PR #504, opened 2025-12-04
feat(tls): add async I/O support for TLS sockets 

glevkovich:
- Introduced async I/O for TlsSocket, enabling non-blocking operations on encrypted connections
- Added TrySend and TryRecv to intercept, encrypt, and decrypt data at the TLS layer
- Added RegisterOnRecv and ResetOnRecvHook for event-driven read support
- Improved error handling, state management, and code clarity (cosmetics)
- Updated test certificate path and removed obsolete code for reliability


util/tls/tls_socket.cc
```diff
@@ -196,11 +204,9 @@ io::Result<size_t> TlsSocket::RecvMsg(const msghdr& msg, int flags) {
     DCHECK(!dest.empty());
 
     Engine::OpResult op_result = engine_->Read(dest.data(), dest.size());
-
+    DVLOG(2) << "Engine::Read tried to read " << dest.size() << " bytes, got " << op_result;
```
romange: curious - why did you change this?

util/tls/tls_socket.cc
```diff
@@ -220,10 +226,16 @@ io::Result<size_t> TlsSocket::RecvMsg(const msghdr& msg, int flags) {
       continue;
     }
 
-    if (read_total > 0 && op_val == Engine::NEED_READ_AND_MAYBE_WRITE) {
-      // If we have read some data, we should not block on further reads.
-      // TODO: for async reads though we could issue a read request since we know the engine
-      // buffer is empty.
+    if ((read_total > 0) && (op_val == Engine::NEED_READ_AND_MAYBE_WRITE)) {
+      // After reading some data, the TLS engine may have generated protocol output (e.g., handshake
```
romange: a valid suggestion but why not handle it via HandleOp? instead of duplicating the code here, maybe we can call HandleOp before the condition at line 229? 

also again - I do not think it is related to TLS async and could be done in a preliminary PR with all the improvements/changes you made that are unrelated to TLS async

util/tls/tls_socket.cc
```diff
@@ -468,26 +562,161 @@ void TlsSocket::CancelOnErrorCb() {
...
 io::Result<size_t> TlsSocket::TrySend(const iovec* v, uint32_t len) {
-  LOG(DFATAL) << "Not implemented";
-  return 0;
+  size_t total_written = 0;
+  size_t iov_idx = 0;
+  size_t iov_offset = 0;
+  while (iov_idx < len) {
+    // Flush any pending output from previous iterations or previous calls.
+    while (engine_->OutputPending() > 0) {
+      auto ec = MaybeSendOutputAsync();
```
romange: based on the implementation of `MaybeSendOutputAsync` I think you have a conceptual bug here.
MaybeSendOutputAsync does not guarantee that the output buffer will be eventually flushed. This will cause short writes.

util/tls/tls_socket.cc
```diff
@@ -468,26 +562,161 @@ void TlsSocket::CancelOnErrorCb() {
...
+            return total_written;
+          }
+          // If we haven't consumed anything, return EAGAIN so the caller waits.
+          return make_unexpected(ec);
+        }
+        VLOG(1) << "MaybeSendOutputAsync failed " << ec.message();
+        return make_unexpected(ec);
+      }
+      // If MaybeSendOutputAsync succeeded, it means we wrote something.
+      // We loop to check if there is more pending output.
```
romange: yeah - this is not the way to do it.

util/tls/tls_socket.cc
```diff
@@ -468,26 +562,161 @@ void TlsSocket::CancelOnErrorCb() {
...
+        ++iov_idx;
+        iov_offset = 0;
+      }
+      // We pushed data, so we likely have output.
+      // The next iteration of the loop will handle flushing it.
+      continue;
+    }
+  }
+
+  // This loop is necessary because the TLS engine may generate additional output after each flush,
```
romange: agree with the motivation but this can not be like this. it's not the  the async behavior.

Please add a test that has socket A writing into socket B, with B not reading. Continue with writes until A.upstream will start pushing back on writes to reproduce these cases.

util/tls/tls_socket.cc
glevkovich: This is a mistake. I will revert the changes where I accidentally renamed the DVSOCK to DVLOG (probably a wrong find/replace).

util/tls/tls_socket_test.cc
```diff
@@ -217,6 +220,140 @@ TEST_P(TlsSocketTest, ShortWrite) {
...
+
+  // Register the callback to only notify a waiting fiber, but only after send_done is signaled.
+  proactor_->DispatchBrief([&] {
+    server_socket_->RegisterOnRecv([&](const util::FiberSocketBase::RecvNotification&) {
+      data_ready.Notify();
+    });
+  });
+
+  // Launch sender fiber first so send_done can be signaled before RegisterOnRecv callback waits on
+  // it.
```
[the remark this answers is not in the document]
glevkovich: changed the test, and forgot to change the comment. fixed.

util/tls/tls_socket.h
```diff
@@ -131,24 +138,36 @@ class TlsSocket final : public FiberSocketBase {
...
   error_code MaybeSendOutput();
+  error_code MaybeSendOutputAsync();
 
-  /// Read encrypted data from the network socket and feed it into the TLS engine.
-  error_code HandleUpstreamRead();
+  /// Read encrypted data from the network socket and feed it into the TLS engine's input buffer.
+  error_code ReadFromUpstreamSocket();
+  error_code ReadFromUpstreamSocketAsync();
+
+  /// Write all pending encrypted data from the TLS engine's output buffer to the network socket
```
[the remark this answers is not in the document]
glevkovich: Added a specific comment above WriteToUpstreamSocketAsync

util/tls/tls_socket.cc
```diff
@@ -71,9 +72,16 @@ auto TlsSocket::Shutdown(int how) -> error_code {
...
+  if (op_result && !state_[WRITE_IN_PROGRESS]) {
     // engine_ could send notification messages to the peer.
-    std::ignore = MaybeSendOutput();
+    // We try to send it without blocking, best effort.
+    Engine::Buffer buffer = engine_->PeekOutputBuf();
+    if (!buffer.empty()) {
+      auto res = next_sock_->TrySend(buffer);
+      if (res && (*res > 0)) {
+        engine_->ConsumeOutputBuf(*res);
+      }
```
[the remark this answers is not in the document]
glevkovich: I wanted to do a one time "best-effort" try on the shutdown, but I guess that the suggested loop is more robust and still non-blocking. Applied and fixed.

util/tls/tls_socket.cc
glevkovich: I have added the above due to breakpoint debugging, just saw that there is data  to be flushed (multiple times).

Thanks for the suggestion, I have encapsulated as suggested the logic in both HandleOp and HandleOpAsync, and I'll upload the change in the next PR, outside the TLS PR.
—————
> [Description of the task] The records above should be repeated word for word.

> [Finished exercise]
PR #504, opened 2025-12-04
feat(tls): add async I/O support for TLS sockets 

glevkovich:
- Introduced async I/O for TlsSocket, enabling non-blocking operations on encrypted connections
- Added TrySend and TryRecv to intercept, encrypt, and decrypt data at the TLS layer
- Added RegisterOnRecv and ResetOnRecvHook for event-driven read support
- Improved error handling, state management, and code clarity (cosmetics)
- Updated test certificate path and removed obsolete code for reliability


util/tls/tls_socket.cc
```diff
@@ -196,11 +204,9 @@ io::Result<size_t> TlsSocket::RecvMsg(const msghdr& msg, int flags) {
     DCHECK(!dest.empty());
 
     Engine::OpResult op_result = engine_->Read(dest.data(), dest.size());
-
+    DVLOG(2) << "Engine::Read tried to read " << dest.size() << " bytes, got " << op_result;
```
romange: curious - why did you change this?

util/tls/tls_socket.cc
```diff
@@ -220,10 +226,16 @@ io::Result<size_t> TlsSocket::RecvMsg(const msghdr& msg, int flags) {
       continue;
     }
 
-    if (read_total > 0 && op_val == Engine::NEED_READ_AND_MAYBE_WRITE) {
-      // If we have read some data, we should not block on further reads.
-      // TODO: for async reads though we could issue a read request since we know the engine
-      // buffer is empty.
+    if ((read_total > 0) && (op_val == Engine::NEED_READ_AND_MAYBE_WRITE)) {
+      // After reading some data, the TLS engine may have generated protocol output (e.g., handshake
```
romange: a valid suggestion but why not handle it via HandleOp? instead of duplicating the code here, maybe we can call HandleOp before the condition at line 229? 

also again - I do not think it is related to TLS async and could be done in a preliminary PR with all the improvements/changes you made that are unrelated to TLS async

util/tls/tls_socket.cc
```diff
@@ -468,26 +562,161 @@ void TlsSocket::CancelOnErrorCb() {
...
 io::Result<size_t> TlsSocket::TrySend(const iovec* v, uint32_t len) {
-  LOG(DFATAL) << "Not implemented";
-  return 0;
+  size_t total_written = 0;
+  size_t iov_idx = 0;
+  size_t iov_offset = 0;
+  while (iov_idx < len) {
+    // Flush any pending output from previous iterations or previous calls.
+    while (engine_->OutputPending() > 0) {
+      auto ec = MaybeSendOutputAsync();
```
romange: based on the implementation of `MaybeSendOutputAsync` I think you have a conceptual bug here.
MaybeSendOutputAsync does not guarantee that the output buffer will be eventually flushed. This will cause short writes.

util/tls/tls_socket.cc
```diff
@@ -468,26 +562,161 @@ void TlsSocket::CancelOnErrorCb() {
...
+            return total_written;
+          }
+          // If we haven't consumed anything, return EAGAIN so the caller waits.
+          return make_unexpected(ec);
+        }
+        VLOG(1) << "MaybeSendOutputAsync failed " << ec.message();
+        return make_unexpected(ec);
+      }
+      // If MaybeSendOutputAsync succeeded, it means we wrote something.
+      // We loop to check if there is more pending output.
```
romange: yeah - this is not the way to do it.

util/tls/tls_socket.cc
```diff
@@ -468,26 +562,161 @@ void TlsSocket::CancelOnErrorCb() {
...
+        ++iov_idx;
+        iov_offset = 0;
+      }
+      // We pushed data, so we likely have output.
+      // The next iteration of the loop will handle flushing it.
+      continue;
+    }
+  }
+
+  // This loop is necessary because the TLS engine may generate additional output after each flush,
```
romange: agree with the motivation but this can not be like this. it's not the  the async behavior.

Please add a test that has socket A writing into socket B, with B not reading. Continue with writes until A.upstream will start pushing back on writes to reproduce these cases.

util/tls/tls_socket.cc
glevkovich: This is a mistake. I will revert the changes where I accidentally renamed the DVSOCK to DVLOG (probably a wrong find/replace).

util/tls/tls_socket_test.cc
```diff
@@ -217,6 +220,140 @@ TEST_P(TlsSocketTest, ShortWrite) {
...
+
+  // Register the callback to only notify a waiting fiber, but only after send_done is signaled.
+  proactor_->DispatchBrief([&] {
+    server_socket_->RegisterOnRecv([&](const util::FiberSocketBase::RecvNotification&) {
+      data_ready.Notify();
+    });
+  });
+
+  // Launch sender fiber first so send_done can be signaled before RegisterOnRecv callback waits on
+  // it.
```
[the remark this answers is not in the document]
glevkovich: changed the test, and forgot to change the comment. fixed.

util/tls/tls_socket.h
```diff
@@ -131,24 +138,36 @@ class TlsSocket final : public FiberSocketBase {
...
   error_code MaybeSendOutput();
+  error_code MaybeSendOutputAsync();
 
-  /// Read encrypted data from the network socket and feed it into the TLS engine.
-  error_code HandleUpstreamRead();
+  /// Read encrypted data from the network socket and feed it into the TLS engine's input buffer.
+  error_code ReadFromUpstreamSocket();
+  error_code ReadFromUpstreamSocketAsync();
+
+  /// Write all pending encrypted data from the TLS engine's output buffer to the network socket
```
[the remark this answers is not in the document]
glevkovich: Added a specific comment above WriteToUpstreamSocketAsync

util/tls/tls_socket.cc
```diff
@@ -71,9 +72,16 @@ auto TlsSocket::Shutdown(int how) -> error_code {
...
+  if (op_result && !state_[WRITE_IN_PROGRESS]) {
     // engine_ could send notification messages to the peer.
-    std::ignore = MaybeSendOutput();
+    // We try to send it without blocking, best effort.
+    Engine::Buffer buffer = engine_->PeekOutputBuf();
+    if (!buffer.empty()) {
+      auto res = next_sock_->TrySend(buffer);
+      if (res && (*res > 0)) {
+        engine_->ConsumeOutputBuf(*res);
+      }
```
[the remark this answers is not in the document]
glevkovich: I wanted to do a one time "best-effort" try on the shutdown, but I guess that the suggested loop is more robust and still non-blocking. Applied and fixed.

util/tls/tls_socket.cc
glevkovich: I have added the above due to breakpoint debugging, just saw that there is data  to be flushed (multiple times).

Thanks for the suggestion, I have encapsulated as suggested the logic in both HandleOp and HandleOpAsync, and I'll upload the change in the next PR, outside the TLS PR.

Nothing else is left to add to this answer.